Perpetual Absolute Disqualification has the effect of depriving the offender of public office or employment, even if he is an elected officer, the right to vote or the right to be voted for, disqualifying the offender of the offices or public employment and the exercise of the right, and loss of retirement pay or pension for any office formerly held. [70] Temporary Absolute Disqualification has the effect of depriving the offender of public office of the exercise of the right of suffrage and disqualification from public office and employment only. Perpetual Absolute Disqualification, as the term suggests, lasts during the lifetime of the accused, Temporary Absolute Disqualification, on the other hand, lasts during the term of the sentence. After the sentence is served, the disqualification is lifted. Perpetual and Temporary Special Disqualification on the other hand include disqualification from public office or employment, profession or calling affected, and for holding similar offices or employment. [71] Again, the difference is the duration of the penalty. The penalties of Perpetual or Temporary Special Disqualification for the exercise of the right to suffrage has the effect of depriving offender from voting and be voted for and disqualification from holding any public office/employment during the term of his sentence. [72]

The penalty of Suspension has the effect of disqualifying the offender from holding such office and holding another office with the similar functions, during the term of the suspension. [73]

Civil Interdiction produces several effects, such as, prohibition from exercising parental authority, or guardianship over a ward. [74] Also he is deprived of the right to manage his own property and of the right to manage his property and of but the right to convey his property during his lifetime. [75]

Obviously, death has no accessory penalty attached to it, because after its execution, the person who shall be deprived of certain liberties is already dead.
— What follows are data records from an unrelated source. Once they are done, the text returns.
PR #311, opened 2022-09-10
Just use visit ref for SUPERSEDED_CANCELLATION reason text

tpmcgowan:
Change the recorded outcome status to be simply the visit reference so it can be more easily processed, e.g. to be re-used to form a URL. Message to the user audit log is unchanged.


hutcheonb-moj (approved):
LGTM, thanks Tom! Need this for my work on VB-1172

However, if by reason of commutation or pardon, the offender shall suffer perpetual absolute disqualification and civil interdiction of 30 years. [76] Pardon shall have the effect of erasing the principal penalty only, however, if the executive expressly remits the accessory penalties, then the offender shall not suffer them. The accessory penalty of Reclusion Perpetua and Temporal are perpetual absolute disqualification, unless expressly remitted by the pardon, and civil interdiction for life or during the sentence.